Interestingly, Paul and I had similar but distinctly different stories to tell about our students’ work for the Loma Prieta quake. His students all went home and took care of family business and showed up the next day to work on the followup paper. With no electricty on campus, it was the right thing to do for that Friday’s publication. When campus re-opened on Friday morning the issue was on the stands.

My students, on the other hand, started filtering back in to campus about an hour after the earthquake and stayed at work throughout the night until booted from campus the next morning for safety reasons.We were fortunate to be sitting within an island of property still with working electricity. Our publication date was Thursday and students squirlled away a couple of computers from the journalism lab and finished the paper in a student’s garage. We, too, had the paper on the stands the next morning when campus re-opened.

EXPECTED OUTCOME

Our expected outcome would be for students to be prepared to handle a major trauma story like an earthquake. We might even put together a disaster drill to make sure that a contingency plan is known by students and can work.

EVIDENCE OF LEARNING

To put together an action plan for how to handle contingencies during a massive disaster such as an earthquake, perhaps even to put together a notebook with the policy that would include how to take care of your own needs. A side goal would be to have an infrastructure so that students hand down the policy, which would be designed by students, to future students.

LEARNING ACTIVITY

Facilitate a discussion and process of developing a student-led contingency plan. We anticipate both a destruction and construction here. First you would have to prepare the students by destructing students’ expectations of what resources will be available. No phone, no electricty, no cell phone, even no newsroom. Fortunately, there are a lot of new storytelling tools available today than there were in 1989 –online publications hosted off site, cell phones, Twitter, Facebook, MySpace, etc.– but will they be available during a crisis?

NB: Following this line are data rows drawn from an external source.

PR #1883, opened 2024-10-23
Some Hybrid iSAM cleanup

dellaert:
- some naming conventions and spelling
- Made a more robust interface to Switching
- changed HybridGaussianISAM tests to reuse update graphs
- kept HybridNonlinearISAM tests the same but modernized them a bit
- in both cases, kept some regression but made tests have real teeth
- Added chain factors in testHybridEstimation

PS, ISAM test in latter produces BayesTrees like this, which seems right:

image

### DIFF
--- a/gtsam/hybrid/HybridNonlinearISAM.cpp
+++ b/gtsam/hybrid/HybridNonlinearISAM.cpp
@@ -39,8 +39,8 @@ void HybridNonlinearISAM::update(const HybridNonlinearFactorGraph& newFactors,
   if (newFactors.size() > 0) {
     // Reorder and relinearize every reorderInterval updates
     if (reorderInterval_ > 0 && ++reorderCounter_ >= reorderInterval_) {
-      // TODO(Varun) Relinearization doesn't take into account pruning
-      reorder_relinearize();
+      // TODO(Varun) Re-linearization doesn't take into account pruning
+      reorderRelinearize();
       reorderCounter_ = 0;
     }
 
@@ -60,7 +60,7 @@ void HybridNonlinearISAM::update(const HybridNonlinearFactorGraph& newFactors,
 }
 
 /* ************************************************************************* */
-void HybridNonlinearISAM::reorder_relinearize() {
+void HybridNonlinearISAM::reorderRelinearize() {
   if (factors_.size() > 0) {
     // Obtain the new linearization point
     const Values newLinPoint = estimate();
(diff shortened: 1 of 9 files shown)


gtsam/hybrid/tests/Switching.h
```diff
@@ -136,7 +145,7 @@ struct Switching {
    */
   Switching(size_t K, double between_sigma = 1.0, double prior_sigma = 0.1,
             std::vector<double> measurements = {},
-            std::string discrete_transition_prob = "1/2 3/2")
+            std::string transitionProbabilityTable = "1/2 3/2")
```
varunagrawal, line 148: I thought variables were snake case and functions were camel case.

gtsam/hybrid/tests/testHybridGaussianISAM.cpp
```diff
@@ -227,7 +180,7 @@ TEST(HybridGaussianElimination, Approx_inference) {
   }
 
   // Now we calculate the actual factors using full elimination
-  const auto [unprunedHybridBayesTree, unprunedRemainingGraph] =
+  const auto [unPrunedHybridBayesTree, unPrunedRemainingGraph] =
```
varunagrawal, line 183: Nitpick: Isn't unpruned one word?

Source: https://www.oed.com/dictionary/unpruned_adj1?tl=true

varunagrawal (approved):
2 comments but LGTM

gtsam/hybrid/tests/Switching.h
dellaert: in google style, yes, but historically not in GTSAM.

gtsam/hybrid/tests/testHybridGaussianISAM.cpp
dellaert: eh. My code spellchecker complained. Will leave as is as otherwise another CI :-/

varunagrawal: I can update this in a follow up. :)

gtsam/hybrid/HybridNonlinearISAM.cpp
```diff
@@ -39,8 +39,8 @@ void HybridNonlinearISAM::update(const HybridNonlinearFactorGraph& newFactors,
   if (newFactors.size() > 0) {
     // Reorder and relinearize every reorderInterval updates
     if (reorderInterval_ > 0 && ++reorderCounter_ >= reorderInterval_) {
-      // TODO(Varun) Relinearization doesn't take into account pruning
-      reorder_relinearize();
+      // TODO(Varun) Re-linearization doesn't take into account pruning
+      reorderRelinearize();
```
varunagrawal, line 43: PS this name came from `NonlinearISAM` (the continuous only version).

varunagrawal: It's `NonlinearISAM::reorder_relinearize` there which is why we kept the same name.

Would students know how to gather material, where to gather, how to communicate, how to get beyond the resources they take for granted, know how to recgonize and deal with their own trauma.

We spent a lot of time talking about how much time it would take to complete this project. You could complete the destruction process within one class period, but the process of researching and organizing an action could take months. And then you need to facilitate an infrastructure for keeping the action plan alive.

By the way, a great starting point for research resources is the new Dart Center web site. And the center has a lot of great tools instructors can use. Three that we’re getting copies of to distribute to JACC faculty are booklets on Reporting War, Covering Children nd Trauma and Tragedies and Journalists.

Reporting War Covering Children and Trauma Tragedies and Journalists

ACT ONE, ACT TWO, …

In Part One of these reports I talked about the Act One, Act Two and Act Three of Trauma. It should be noted that our lesson attacks Act One, dealing with the original trauma, though we talked about making sure do more than deal with the crisis story. Act Two is about avoiding re-traumatizing and reporting the emotional results of trauma. Some of the tams in the workshop worked on lessons addressing Act Two. Act Three is addressing the long-term effects of trauma. None of us attacked that very difficult level.

NOTE: There were late Friday afternoon sessions I did not blog about. I may get to those later. The afternoon sessions went quickly and I was on such brain overload that my notes are sketchier. My apologies to those excellent session leaders. I don’t appreciate their contributions an less.